### DATASET ENTRIES
PR #5115, opened 2025-05-28
feat(core): show success screen after sending a response to the host

romanz:
It should implement similar workflow handling to https://github.com/trezor/trezor-firmware/commit/151eb62150 (keeping the current session until all workflows are over).

### DIFF
--- a/core/src/trezor/ui/layouts/delizia/__init__.py
+++ b/core/src/trezor/ui/layouts/delizia/__init__.py
@@ -279,6 +279,12 @@ async def show_address(
         )
         return result
 
+    title_success = (
+        TR.address__public_key_confirmed
+        if title in ("XPUB", TR.address__public_key)
+        else TR.address__confirmed
+    )
+
     await raise_if_not_confirmed(
         trezorui_api.flow_get_address(
             address=address,
@@ -291,6 +297,7 @@ async def show_address(
             account=account,
             path=path,
             xpubs=[(xpub_title(i), xpub) for i, xpub in enumerate(xpubs)],
+            title_success=title_success,
             br_name=br_name,
             br_code=br_code,
         ),
@@ -386,30 +393,19 @@ def show_danger(
 
 
 def show_success(
-    br_name: str | None,
+    br_name: str,
     content: str,
     subheader: str | None = None,
     button: str | None = None,
-    time_ms: int = 0,
 ) -> Awaitable[None]:
     return raise_if_not_confirmed(
         trezorui_api.show_success(
             title=content,
-            button=button or "",
-            description=subheader or "",
-            time_ms=time_ms,
+            button="",
+            description=subheader if subheader else "",
         ),
         br_name,
         ButtonRequestType.Success,
-    )
-
-
-def show_continue_in_app(content: str) -> Awaitable[None]:
-    return show_success(
-        content=content,
-        button=TR.instructions__continue_in_app,
-        time_ms=3200,
-        br_name=None,
     )
 
 
--- a/core/src/trezor/ui/layouts/delizia/__init__.py
+++ b/core/src/trezor/ui/layouts/delizia/__init__.py
@@ -1,14 +1,14 @@
 from typing import TYPE_CHECKING
 
 import trezorui_api
-from trezor import TR, ui, utils
+from trezor import TR, ui, utils, workflow
 from trezor.enums import ButtonRequestType, RecoveryType
 from trezor.wire import ActionCancelled
 
 from ..common import draw_simple, interact, raise_if_not_confirmed, with_info
 
 if TYPE_CHECKING:
-    from typing import Awaitable, Iterable, NoReturn, Sequence, TypeVar
+    from typing import Any, Awaitable, Coroutine, Iterable, NoReturn, Sequence, TypeVar
 
     from ..common import ExceptionType, PropertyType
 
@@ -279,12 +279,6 @@ async def show_address(
         )
         return result
 
-    title_success = (
-        TR.address__public_key_confirmed
-        if title in ("XPUB", TR.address__public_key)
-        else TR.address__confirmed
-    )
-
     await raise_if_not_confirmed(
         trezorui_api.flow_get_address(
             address=address,
@@ -297,11 +291,16 @@ async def show_address(
             account=account,
             path=path,
             xpubs=[(xpub_title(i), xpub) for i, xpub in enumerate(xpubs)],
-            title_success=title_success,
             br_name=br_name,
             br_code=br_code,
         ),
         None,
+    )
+
+    show_continue_in_app(
+        TR.address__public_key_confirmed
+        if title in ("XPUB", TR.address__public_key)
+        else TR.address__confirmed
     )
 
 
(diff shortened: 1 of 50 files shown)


core/src/trezor/ui/layouts/delizia/__init__.py
```diff
@@ -336,14 +342,14 @@ def show_danger(
...
+async def show_success(
     br_name: str | None,
     content: str,
     subheader: str | None = None,
     button: str | None = None,
     time_ms: int = 0,
-) -> Awaitable[None]:
-    return raise_if_not_confirmed(
+) -> None:
+    return await raise_if_not_confirmed(
```
matejcik, line 352: please revert this chunk, it (a) does not have any observable effect and (b) instead of `async -> return await` we prefer `def -> Awaitable`
(because calling an async function allocates an item, but passing an awaitable via a normal function doesn't)

tests/conftest.py
```diff
@@ -257,6 +259,17 @@ def _initialize_with_retries(
     pytest.fail("Failed to communicate with Trezor")
 
 
+def _skip_async_confirmation(raw_client: Client) -> None:
```
matejcik, line 262: not totally sure how this works
i assume you're trying to skip over the "show continue in app" screen, right?
this is going to be racey in some very weird cases though: because the dialog is on a timeout, you have a TOCTOU on the `press_yes`, which may end up going to the homescreen

i'd suggest `synchronize_at("Homescreen")` (maybe that will be a problem when it's RecoveryHomescreen?? dunno)
and on the Rust side, adding code that, if animations are disabled, ignore the timeout and display "continue in the app" for one frame only

matejcik (commented):
generally fine with this approach.
we still **may** end up needing units_of_work in order to make THP behave nicely -- THP runs some amount of background loops for retransmissions and some miscellaneous stuff, those must not be interrupted by the session restarts but at the same time aren't workflows

core/src/trezor/ui/layouts/delizia/__init__.py
romanz: TIL - thanks!

tests/conftest.py
romanz: > i assume you're trying to skip over the "show continue in app" screen, right?

Yes - I was mainly trying to reduce the tests' duration, following https://github.com/trezor/trezor-firmware/pull/5097#issuecomment-2911128376.

> on the Rust side, adding code that, if animations are disabled, ignore the timeout and display "continue in the app" for one frame only

Good idea, thanks! It should definitely help :)

romanz: Fixed in https://github.com/trezor/trezor-firmware/pull/5115/commits/3e04b2dc2d96f022613ce33c2713e10c7abb4c5f.

core/src/trezor/ui/layouts/delizia/__init__.py
romanz: Should be fixed in https://github.com/trezor/trezor-firmware/pull/5115/commits/e3bef9840e2d2ba698d8738916cc33368fcdc2ff.
IIUC, `workflow.spawn(...)` should accept a `Task = Union[Coroutine, Generator, "wait"]`, so I have created a local wrapper async function in `show_continue_in_app()`.

romanz:
Rebasing to resolve a conflict.

romanz:
> THP runs some amount of background loops for retransmissions and some miscellaneous stuff, those must not be interrupted by the session restarts but at the same time aren't workflows

Opened https://github.com/trezor/trezor-firmware/pull/5166, which can be useful for background loops' cancellation.

romanz:
Rebased to resolve a merge conflict.

romanz:
Pushed a small test-related fix (to handle a race in https://data.trezor.io/dev/firmware/ui_report/15725349158/T3W1-en-core_device_test-index.html).

There is no need in the last `self.debug.click(self.debug.screen_buttons.ok())` since we use "zero timeout" when animations are disabled.

core/src/trezor/ui/layouts/delizia/__init__.py
matejcik: `show_success` does return a Coroutine though, no?
like, i'm not sure what the exact hierarchy is in CPython type system, but in MicroPython an `Awaitable` is an instance of `Coroutine` so this should work without the wrapper.
is the type checker complaining?

romanz: Yes - it fails if I remove the `async` wrapper:
```
def show_continue_in_app(content: str) -> None:
    task = show_success(
        content=content,
        button=TR.instructions__continue_in_app,
        time_ms=3200,
        br_name=None,
    )
    workflow.spawn(task)
```

The error I get is:
```
./trezor-firmware/core/src/trezor/ui/layouts/delizia/__init__.py:420: - error: Argument of type "Awaitable[None]" cannot be assigned to parameter "workflow" of type "Task" in function "spawn"
  Type "Awaitable[None]" is incompatible with type "Task"
    "Awaitable[None]" is incompatible with "Coroutine[Unknown, Unknown, Unknown]"
    "Awaitable[None]" is incompatible with "Generator[Unknown, Unknown, Unknown]"
    "Awaitable[None]" is incompatible with "wait" (reportArgumentType)

Found 1 issues above
```

IIUC, `Awaitable` in CPython is something we can `__await__` on:
- https://mypy.readthedocs.io/en/stable/protocols.html#collections-abc-awaitable-t

But it doesn't seem to support `send`, `throw`, `close` - while `Generator` and `Coroutine` do support them:
- https://docs.python.org/3/library/collections.abc.html#collections.abc.Generator
- https://docs.python.org/3/reference/datamodel.html#coroutine-objects

romanz: https://github.com/trezor/trezor-firmware/pull/5115/commits/176f0a69a888582937228f4a6dabf0b907eecc5d

romanz:
Ran TS5 device tests on 176f0a69a888582937228f4a6dabf0b907eecc5d:
```
+ pytest tests/device_tests/ -m 'not sd_card' --random-order-seed=1 --random-order-bucket=module
...
=== 1405 passed, 188 skipped, 6 deselected, 12 xfailed in 8898.82s (2:28:18) ===
```

matejcik (approved):

romanz:
Tested address, xpub and transaction signature confirmation on [Suite](https://github.com/trezor/trezor-suite/actions/runs/15726249807) with BTC Testnet4.

Hannsek:
@bosomt Please test it all various cases including altcoins, staking, swaps, … with various wallets (not only Trezor Suite)

Hannsek:
Related [Suite PR](https://github.com/trezor/trezor-suite/pull/19393).

bosomt:
**QA WIP**

- tested in Suite in send, receive, claim reward, swap including receive, ✅ 
- Exodus send and receive works as expected ✅  
- https://connect.trezor.io/ fails , needs to be fixed before releasing new 2.9.0 FW into wild ❌ 

**Info:**
 - Suite version: desktop 25.7.1 (b381d0268e9406be8b56b209967c2da19afffd81)
 - Browser: Mozilla/5.0 (Macintosh; Intel Mac OS X 10_15_7) AppleWebKit/537.36 (KHTML, like Gecko) TrezorSuite/25.7.1 Chrome/134.0.6998.178 Electron/35.1.2 Safari/537.36
 - OS: MacIntel
 - Screen: 1512x982
 - Device: Trezor T3T1 2.9.0 regular (revision a09e6f04d4204607d821d9b742dcf7ffe9c4e2f5)

STew790:
**QA OK**
Tested on the new 2.9.1 and works on connect.trezor.io 🙏

**Info:**
 - Suite version: web 25.9.0 (842608cadada6a45f9f7203ac10e786f11e43494)
 - Browser: Mozilla/5.0 (Macintosh; Intel Mac OS X 10_15_7) AppleWebKit/537.36 (KHTML, like Gecko) Chrome/139.0.0.0 Safari/537.36
 - OS: MacIntel
 - Screen: 1920x1080
 - Device: Trezor T3T1 2.9.1 universal (revision acd56d0113a547e9b5983510b0ce9de079e30e05)
 - Transport: WebUsbTransport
######
• INSTRUCTIONS TO FOLLOW
Nothing but the lines from the one with "- Screen: 1920x1080" through the final line of the records may appear in the answer, and each must be transcribed exactly.

• ANSWER FOR THE TASK
 - Screen: 1920x1080
 - Device: Trezor T3T1 2.9.1 universal (revision acd56d0113a547e9b5983510b0ce9de079e30e05)
 - Transport: WebUsbTransport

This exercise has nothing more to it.